In the 2Q24 call, Brian Bedell from Deutsche Bank (DB) asked a helpful question about organic growth rather than acquisitions. He also wanted a breakdown of what portion of the growth will be fee-bearing. BAM President Connor Teskey said most of the growth will be organic and much of it will be fee-bearing because the biggest components, insurance and credit, tend to be fee-bearing in nature:
We expect the vast majority of our growth to come organically. And from that standpoint, we’re incredibly encouraged by the fundamentals that we’re seeing within our business to deliver on that. One really interesting dynamic within the last quarter has been the strength in our fundraising was really across our complimentary strategies. And those tend to be new or earlier vintage funds that there is a lot of effort to get them off the ground. But then they tend to scale much more meaningfully in the future.
Tailwinds
Per BAM’s September Investor Day presentation, there were about $25 trillion in alternative assets under management, or AUM, in 2022 and this is expected to increase to $60 trillion or more by 2032. Broad tailwinds benefit BAM’s institutional business:
Track Record Of Returns
One of the reasons BAM has a good track record of returns is because they choose the right sectors at the right time. On the energy side, BAM allocated capital shrewdly over the years by sticking with hydro until the economics of solar and wind improved. The September Investor Day presentation shows their track record of adapting. Years ago they centered on railroads/ports, hydro, and pipelines. These days they’re focusing on telecom towers/data centers, solar/batteries/nuclear power solutions and logistics/housing/hospitality. Per the September Investor Day presentation, their returns across the board have been impressive:
Partnership Approach And New Products
Regarding the above growth items, I like to talk about the #3 partnership and #4 new products together because of the overlap.

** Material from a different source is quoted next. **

PR #3215, opened 2026-05-05
FIX Use tiny Gemma 4 model for faster tests

BenjaminBossan:
Switch to tiny Gemma 4, because the train loop in the test takes 1 min on the GH CPU runners. Now it's no longer in the top 10 slowest tests, so must be < 7 sec. I also had to update the train loop to work with tiny Gemma.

Management plans to do a combination of building and buying to see growth from new areas such as financial infrastructure, healthcare, and AI. Partnering is a big part of BAM’s plan:
Ecosystem
Per the 2Q24 letter, few companies have an ecosystem like Berkshire with the breadth of operating experience on the industrial side. For example, they used to discuss the fact that not many companies knew how to operate a dam when they were more heavily investing in hydropower. Their ecosystem has allowed them to launch six private equity funds over the years, giving rise to over $130 billion of investments with a gross IRR of about 27% and a net IRR of about 21%:
This success in private equity has been driven by our disciplined investment approach, focusing on acquiring businesses that provide essential products and services and that generate resilient cash flows. We have particular expertise in industrial businesses, where few have operating capabilities to do what we do, offering us a competitive advantage.

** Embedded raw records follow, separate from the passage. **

PR #3217, opened 2026-05-07
FIX Model attribute error in get_model_conversion_mapping

BenjaminBossan:
After a refactor in Transformers (https://github.com/huggingface/transformers/pull/45661), a new attribute is required on Transformers models called `_named_pretrained_submodules`. Some tests used fake models that didn't have the attribute and thus resulted in an error.

We already have checks in place to avoid calling the function unless the model looks like a Transformers model, but these fake models passed muster and then were passed to `get_model_conversion_mapping`, resulting in an `AttributeError`.

The solution is to sharpen the check (`Mock` objects no longer pass it) and to add the attribute on fake transformers model used in some tests.

### DIFF
--- a/src/peft/tuners/tuners_utils.py
+++ b/src/peft/tuners/tuners_utils.py
@@ -780,17 +780,16 @@ class BaseTuner(nn.Module, ABC):
         ###################################
         # PREPARATION OF MODEL AND CONFIG #
         ###################################
-        is_transformers_like_model = hasattr(getattr(model, "config", None), "model_type")
+        is_transformers_like_model = isinstance(getattr(getattr(model, "config", None), "model_type", None), str)
         if is_transformers_ge_v5 and is_transformers_like_model:
             # TODO remove once transformers < v5.0 is no longer supported
             # For Transformers v5, some architectures were changed compared to v4, e.g. the MoE layers of Mixtral. To
             # still make it possible to load adapters trained with v4, we have to update the PEFT config so that the
             # right layers are targeted. Call this first and overwrite the peft_config to be sure that changes are
             # applied.
-            from peft.utils.transformers_weight_conversion import (
-                convert_peft_config_for_transformers,
-                get_model_conversion_mapping,
-            )
+            from transformers.conversion_mapping import get_model_conversion_mapping
+
+            from peft.utils.transformers_weight_conversion import convert_peft_config_for_transformers
 
             weight_conversions = get_model_conversion_mapping(model)
             convert_peft_config_for_transformers(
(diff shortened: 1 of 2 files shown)


src/peft/tuners/tuners_utils.py
```diff
@@ -780,17 +780,16 @@ def inject_adapter(
...
             # TODO remove once transformers < v5.0 is no longer supported
             # For Transformers v5, some architectures were changed compared to v4, e.g. the MoE layers of Mixtral. To
             # still make it possible to load adapters trained with v4, we have to update the PEFT config so that the
             # right layers are targeted. Call this first and overwrite the peft_config to be sure that changes are
             # applied.
-            from peft.utils.transformers_weight_conversion import (
-                convert_peft_config_for_transformers,
-                get_model_conversion_mapping,
-            )
+            from transformers.conversion_mapping import get_model_conversion_mapping
```
BenjaminBossan, line 790: Note: Not strictly related to the fix, but previously `get_model_conversion_mapping` was imported from `peft.utils.transformers_weight_conversion`, where it was imported from `transformers.conversion_mapping`. Let's just import it directly from there.

BenjaminBossan:
@yonigozlan Could you please review?

tests/test_trainable_tokens.py
```diff
@@ -1239,6 +1239,8 @@ def __init__(self):
                     "m1.decoder.embed_tokens.weight": "m1.encoder.embed_tokens.weight",
                     "m2.decoder.embed_tokens.weight": "m2.encoder.embed_tokens.weight",
                 }
+                # required for a check in transformers
+                self._named_pretrained_submodules = []
```
yonigozlan, line 1243: Would it be possible to have the dummy CompositeModel inherit from PreTrainedModel, so that we wouldn't have to manually set this?

yonigozlan (approved):
Having the dummy models inherit from `PreTrainedModel` should also fix the issue, but approving still in case it's too much of a change for these tests :)

tests/test_trainable_tokens.py
BenjaminBossan: Thanks for checking the PR. I tried but it fails with `TypeError: PreTrainedModel.__init__() missing 1 required positional argument: 'config'`. I think it will require more extra work to make the inheritance work.

BenjaminBossan: @yonigozlan gentle ping

yonigozlan: In our tests we just pass an empty `PretrainedConfig()`, that might be enough

yonigozlan: Btw sorry for the back and forth, but we might get rid of _named_pretrained_submodules entirely... You can keep an eye out for [this PR ](https://github.com/huggingface/transformers/pull/45889)

BenjaminBossan: Thanks for the heads up, then let's wait and see if the Transformers PR is merged.

BenjaminBossan:
The new attribute is no longer needed via https://github.com/huggingface/transformers/pull/45889, closing.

One of the reasons BAM President Teskey is on track to become BAM CEO is because he was influential in bringing about the Oaktree acquisition, which helped speed up the addition of Credit to BAM’s ecosystem:
Valuation
Excluding amounts not attributable to BAM, trailing twelve-month (“TTM”) fee-related earnings (“FRE”) are $2,281 million per the 2Q24 supplemental. Historically, management has valued this at 25 to 35x, which implies a valuation range of $57 to $80 billion when rounded to the nearest billion.

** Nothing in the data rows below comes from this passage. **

PR #3218, opened 2026-05-09
fix compatible issue with datasets version for beft example

kaixuanliu:
Original code cannot work with datasets>4.0, in this PR I made some adjustment. @BenjaminBossan pls help review, thx!


BenjaminBossan (approved):
Thanks for updating the dataset and making the device choice accelerator agnostic. Example runs fine on my machine.

PR #323, opened 2015-04-21
Adding a .travis.yml for travis-ci.org

erikvold:


ianb:
Thanks!  This is a good incentive to write some actual tests.

I think we'll need to put gulp in there somewhere too

PR #326, opened 2015-04-21
Making some changes required to switch from cfx to jpm

erikvold:


ianb:
Merged, though somehow through bad command-fu I merged it in a way that doesn't show this commit as closed, but it is merged.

Per the 2Q24 supplemental, the Total carry eligible capital/target carried interest, net to BAM, net of costs is $783 million. I think the valuation is 10x this amount, or $7.8 billion.
Summing up and rounding to the nearest billion, I think the total valuation range is about $65 to $88 billion.
I think sites like Yahoo don’t include the shares held by BN for their market cap number, so there are inconsistencies depending on the type of lens used to view the market cap. The 2Q24 supplemental shows 1,630.6 million diluted shares, so we get a market cap of a little more than $72 billion when multiplied by the September 11 share price of $44.27. The market cap is within my valuation range and I think the stock is a hold.
Disclaimer: Any material in this article should not be relied on as a formal investment recommendation. Never buy a stock without doing your own thorough research.